Stored data entries:
=======

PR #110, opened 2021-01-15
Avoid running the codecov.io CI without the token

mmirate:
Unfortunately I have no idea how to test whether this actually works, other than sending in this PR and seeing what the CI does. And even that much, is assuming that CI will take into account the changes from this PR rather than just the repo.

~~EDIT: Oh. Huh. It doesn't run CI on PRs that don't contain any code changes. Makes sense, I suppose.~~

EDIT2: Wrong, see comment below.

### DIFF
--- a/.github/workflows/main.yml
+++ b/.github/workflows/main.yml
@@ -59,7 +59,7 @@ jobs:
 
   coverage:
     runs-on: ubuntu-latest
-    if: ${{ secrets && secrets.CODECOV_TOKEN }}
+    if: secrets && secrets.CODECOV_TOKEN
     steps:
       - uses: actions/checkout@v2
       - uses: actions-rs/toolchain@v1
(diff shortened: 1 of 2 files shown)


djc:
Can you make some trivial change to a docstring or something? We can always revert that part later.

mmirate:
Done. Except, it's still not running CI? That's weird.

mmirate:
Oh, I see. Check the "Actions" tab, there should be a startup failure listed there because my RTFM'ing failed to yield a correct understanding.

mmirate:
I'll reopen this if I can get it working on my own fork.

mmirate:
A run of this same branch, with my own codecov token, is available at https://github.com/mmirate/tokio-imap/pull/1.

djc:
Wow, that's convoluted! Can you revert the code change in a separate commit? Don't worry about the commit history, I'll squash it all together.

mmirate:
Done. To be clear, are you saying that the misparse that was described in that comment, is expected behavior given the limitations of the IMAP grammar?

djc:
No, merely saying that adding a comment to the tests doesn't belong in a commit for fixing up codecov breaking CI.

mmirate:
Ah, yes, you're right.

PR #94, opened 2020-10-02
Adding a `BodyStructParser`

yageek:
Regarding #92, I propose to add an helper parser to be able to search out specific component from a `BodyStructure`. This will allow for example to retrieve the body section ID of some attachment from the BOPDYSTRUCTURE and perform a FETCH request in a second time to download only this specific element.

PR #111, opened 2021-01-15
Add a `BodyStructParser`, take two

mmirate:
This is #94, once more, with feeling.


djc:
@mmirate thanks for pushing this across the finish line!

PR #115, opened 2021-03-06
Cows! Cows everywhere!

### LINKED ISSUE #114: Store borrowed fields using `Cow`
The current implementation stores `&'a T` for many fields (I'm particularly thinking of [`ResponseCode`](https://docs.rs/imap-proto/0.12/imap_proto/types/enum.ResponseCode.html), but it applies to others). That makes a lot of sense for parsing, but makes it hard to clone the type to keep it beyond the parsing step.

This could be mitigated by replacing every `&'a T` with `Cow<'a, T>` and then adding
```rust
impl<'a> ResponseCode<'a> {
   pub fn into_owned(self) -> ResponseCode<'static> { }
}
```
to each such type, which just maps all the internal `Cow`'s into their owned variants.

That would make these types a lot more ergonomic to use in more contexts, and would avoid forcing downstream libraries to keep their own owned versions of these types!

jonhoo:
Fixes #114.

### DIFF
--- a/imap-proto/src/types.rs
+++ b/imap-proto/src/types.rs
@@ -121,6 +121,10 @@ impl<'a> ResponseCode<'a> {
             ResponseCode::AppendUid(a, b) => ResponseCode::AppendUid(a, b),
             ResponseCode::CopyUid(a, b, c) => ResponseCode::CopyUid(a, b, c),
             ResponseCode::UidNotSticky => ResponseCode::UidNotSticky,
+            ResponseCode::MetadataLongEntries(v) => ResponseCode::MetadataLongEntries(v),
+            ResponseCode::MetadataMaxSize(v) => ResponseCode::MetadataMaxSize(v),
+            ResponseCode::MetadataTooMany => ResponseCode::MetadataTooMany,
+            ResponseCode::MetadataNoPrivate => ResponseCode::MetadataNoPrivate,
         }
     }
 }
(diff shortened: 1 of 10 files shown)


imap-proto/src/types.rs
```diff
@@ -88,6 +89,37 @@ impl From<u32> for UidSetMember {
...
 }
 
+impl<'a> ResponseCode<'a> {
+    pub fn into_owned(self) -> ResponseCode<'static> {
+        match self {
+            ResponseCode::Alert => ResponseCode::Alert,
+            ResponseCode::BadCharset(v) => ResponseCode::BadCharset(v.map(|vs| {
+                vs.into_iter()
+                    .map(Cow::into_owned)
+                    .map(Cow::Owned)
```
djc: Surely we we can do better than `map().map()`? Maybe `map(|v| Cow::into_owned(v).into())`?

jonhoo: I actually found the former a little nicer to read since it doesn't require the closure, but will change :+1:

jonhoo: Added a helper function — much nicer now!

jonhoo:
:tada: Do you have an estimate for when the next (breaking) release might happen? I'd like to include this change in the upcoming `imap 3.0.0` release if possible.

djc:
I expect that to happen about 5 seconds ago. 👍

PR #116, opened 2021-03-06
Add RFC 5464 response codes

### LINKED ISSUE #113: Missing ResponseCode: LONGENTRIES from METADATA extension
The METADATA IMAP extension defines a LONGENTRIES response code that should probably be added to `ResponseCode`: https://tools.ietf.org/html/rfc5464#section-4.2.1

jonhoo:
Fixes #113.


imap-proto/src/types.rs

=======

Beginning at the line above with "Done. To be" and finishing at the line with "PR #94, opened 2020-10-02", return each line exactly and return nothing else.

Done. To be clear, are you saying that the misparse that was described in that comment, is expected behavior given the limitations of the IMAP grammar?

djc:
No, merely saying that adding a comment to the tests doesn't belong in a commit for fixing up codecov breaking CI.

mmirate:
Ah, yes, you're right.

PR #94, opened 2020-10-02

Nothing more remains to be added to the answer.